Dementia DataHub Case Definitions
- Highly Likely Dementia: A patient having a dementia-specific diagnosis code on at least two separate dates over a three-year period.
- Likely Dementia: A patient having a dementia-specific diagnoses code indicating dementia on only one date over three-year period.
- Possible Dementia: A person having diagnosis codes that may indicate dementia over a three-year period, or a prescription drug inidcated for dementia without a corresponding dementia diagnosis code.
- Any Dementia: The sum of highly likely dementia, likely dementia, and possible dementia.
The portal’s public use files provide the granular data researchers and others need to better investigate and understand ADRD and its scope and to more effectively plan public health services as the nation prepares for a potential surge in cases. In the future, the Dementia DataHub will include additional indicators, data sources, and more.
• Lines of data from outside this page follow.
PR #424, opened 2025-03-25
feat: test container working: scan with cloud

KunalSin9h:
locally tested ✅

approach, run docker container with cloud, store result in `scan_output.txt` file
check if the file contains the "Summary of Findings" text.


.github/workflows/ci.yml
```diff
@@ -86,3 +86,22 @@ jobs:
         docker buildx build --platform linux/amd64 --platform linux/arm64 \
         -t build-container-test .
 
+    - name: Test Container Image
+      run: |
+        docker run --rm \
```
abhisek, line 91: You need to mount `pwd` inside the container as a volume

.github/workflows/ci.yml
```diff
@@ -86,3 +86,22 @@ jobs:
...
+          build-container-test \
+          scan \
+          --filter-suite .github/vet/policy.yml \
+          --cloud-mode true \
```
abhisek, line 95: These are `vet-action` params. Not really vet. You just need to set the following env vars and then run `auth verify`. Example:

https://github.com/safedep/vet/pull/421/files

KunalSin9h:
finally

.github/workflows/ci.yml
```diff
@@ -83,6 +83,14 @@ jobs:
...
       run: |
-        docker buildx build --platform linux/amd64 --platform linux/arm64 \
-        -t build-container-test .
+        docker buildx build --platform linux/amd64 --load \
+        -t build-container-test:latest .
+
+    - name: Test Container Image
+      run: |
+        docker run --rm \
+          -e VET_API_KEY=${{ secrets.SAFEDEP_CLOUD_API_KEY }} \
```
abhisek, line 92: @KunalSin9h `secrets` are not available when a PR is raised from forked repository due to security reason. So this job will always fail when someone from the community raises a PR from forked repo.

What I suggest is you run the `Test Container Image` step only if the PR is from the same repository and not forked repository. See example:

https://github.com/safedep/vet/blob/main/.github/workflows/vet-ci.yml#L33

abhisek (approved):

PR #434, opened 2025-03-28
Implemented CycloneDX reporter with metadata, packages & vulnerabilities

OmkarPh:
Use flags -
```bash
--report-cdx path/to/cdxreport.json \
--report-cdx-app-name myapp # optional
```


pkg/common/utils/pointers.go
```diff
@@ -0,0 +1,5 @@
+package utils
+
+func PtrTo[T any](v T) *T {
```
abhisek, line 3: We have a `StringPtr` util here:

https://github.com/safedep/vet/blob/main/pkg/common/utils/string.go#L4

`PtrTo` seems more generic. Can we get rid of `StringPtr` to and use this instead? Remove `utils/string.go` if not required.

pkg/readers/github_org_reader.go
```diff
@@ -43,8 +44,13 @@ func (p *githubOrgReader) Name() string {
 	return "Github Organization Package Manifest Reader"
 }
 
+func (p *githubOrgReader) ApplicationName() (string, error) {
+	return githubOrgFromURL(p.config.OrganizationURL)
```
abhisek, line 48: This seems like misleading. Org should not be application name.Not sure what is a good default app name for a GitHub org

pkg/readers/lockfile_reader.go
```diff
@@ -26,11 +26,16 @@ func (p *lockfileReader) Name() string {
 	return "Lockfiles Based Package Manifest Reader"
 }
 
+func (p *lockfileReader) ApplicationName() (string, error) {
+	return "vet-scanned-project", nil
```
abhisek, line 30: Can we have a `const` defined for a default app name that can be used by all readers that need it? May be just have a `common.go` in `readers` package for common stuff

pkg/reporter/cyclonedx.go
```diff
@@ -0,0 +1,240 @@
...
+			Name:       config.ApplicationComponentName,
+			Components: &[]cdx.Component{},
+		},
+		Tools: &cdx.ToolsChoice{
+			Components: &[]cdx.Component{
+				{
+					Type: cdx.ComponentTypeApplication,
+					Manufacturer: &cdx.OrganizationalEntity{
+						Name: "SafeDep",
+						URL:  &[]string{"https://safedep.io/"},
```
abhisek, line 85: Use `PtrTo`?

pkg/reporter/cyclonedx.go
```diff
@@ -0,0 +1,240 @@
...
+		bom.SerialNumber = config.SerialNumber
+	}
+
+	bom.Metadata = &cdx.Metadata{
+		// Define metadata about the main component (the root component which BOM describes)
+		Component: &cdx.Component{
+			BOMRef:     "root-application",
+			Type:       cdx.ComponentTypeApplication,
+			Name:       config.ApplicationComponentName,
+			Components: &[]cdx.Component{},
```
abhisek, line 77: Use `PtrTo` util?

pkg/reporter/cyclonedx.go
```diff
@@ -0,0 +1,240 @@
...
+	SerialNumber string
+}
+
+type cycloneDXReporter struct {
+	sync.Mutex
+	config CycloneDXReporterConfig
+	bom    *cdx.BOM
+}
+
+var cdxUUIDRegexp = regex.MustCompileAndCache(`^urn:uuid:[0-9a-f]{8}-[0-9a-f]{4}-[0-9a-f]{4}-[0-9a-f]{4}-[0-9a-f]{12}$`)
```
abhisek, line 49: Does the CDX spec says that the UUID need to be in this format?

pkg/common/utils/pointers.go
OmkarPh: cool, will replace with `PtrTo`

pkg/readers/github_org_reader.go
OmkarPh: hey, if we're ok with `vet-scanned-project` as default name, then maybe this can be `vet-scanned-safedep-projects` (safedep is org name)

pkg/readers/lockfile_reader.go
OmkarPh: yep, thats better

pkg/reporter/cyclonedx.go
OmkarPh: ack

pkg/reporter/cyclonedx.go
OmkarPh: ack

pkg/reporter/cyclonedx.go
OmkarPh: yes, i've taken regex from their spec - https://cyclonedx.org/docs/1.6/json/#serialNumber

pkg/readers/github_org_reader.go
abhisek: @OmkarPh Sounds good

pkg/reporter/cyclonedx.go
```diff
@@ -0,0 +1,302 @@
...
+func (r *cycloneDXReporter) AddPolicyEvent(event *policy.PolicyEvent) {
+	// @TODO - How to handle policy events
+}
+
+func (r *cycloneDXReporter) finaliseBom() {
+	bomGenerationTime := time.Now().UTC()
+
+	r.bom.Metadata.Timestamp = bomGenerationTime.Format(time.RFC3339)
+
+	annotation := (*r.bom.Annotations)[0]
```
abhisek, line 275: This seems weird. Especially since we are overwriting `r.bom.Annotations` in line number 278 anyway

OmkarPh: creating annotations during finalise phase to prevent this

abhisek:
@OmkarPh Can you rebase with `main` please?

pkg/reporter/cyclonedx.go
```diff
@@ -0,0 +1,383 @@
+package reporter
```
abhisek, line 1: @OmkarPh We should have test cases for this reporter.

abhisek (approved):

KunalSin9h:
@OmkarPh @abhisek Nice

PR #435, opened 2025-03-29
Fixed plaintext in sarif messages

OmkarPh:
Exported sarif message -
```
message": {
  "text": "Policy Violation Package langchain violates policy filter-query.",
  "markdown": "## Policy Violation\nPackage `langchain` violates policy `filter-query`.\n\n"
},
```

About NORC at the University of Chicago
NORC at the University of Chicago conducts research and analysis that decision-makers trust. As a nonpartisan research organization and a pioneer in measuring and understanding the world, we have studied almost every aspect of the human experience and every major news event for more than eight decades. Today, we partner with government, corporate, and nonprofit clients around the world to provide the objectivity and expertise necessary to inform the critical decisions facing society.
Contact: For more information, please contact Eric Young at NORC at young-eric@norc.org or (703) 217-6814 (cell).
About George Washington University’s Milken Institute School of Public Health
The George Washington University Milken Institute School of Public Health is proud to be a global leader in public health education and research. As the only school of public health in Washington, DC, we work to spearhead initiatives and programs that tackle many of the world’s most pressing public health challenges, work to improve community health policy, and assess the quality of care provided nationally and around the world. GWSPH faculty, researchers and students maximize their long-standing relationships with the world’s most influential health organizations to advance learning and research for the benefit of all. Together, we have developed groundbreaking models for national and international health care reform.
About KPMG LLP.
KPMG LLP. is one of the largest professional services firms in the US, with about 40,000 professionals providing audit, tax, and advisory services. With over 90 offices nationwide, we serve clients in all 50 states. The KPMG team on this work brings extensive experience in healthcare data analytics, modeling, and visualization.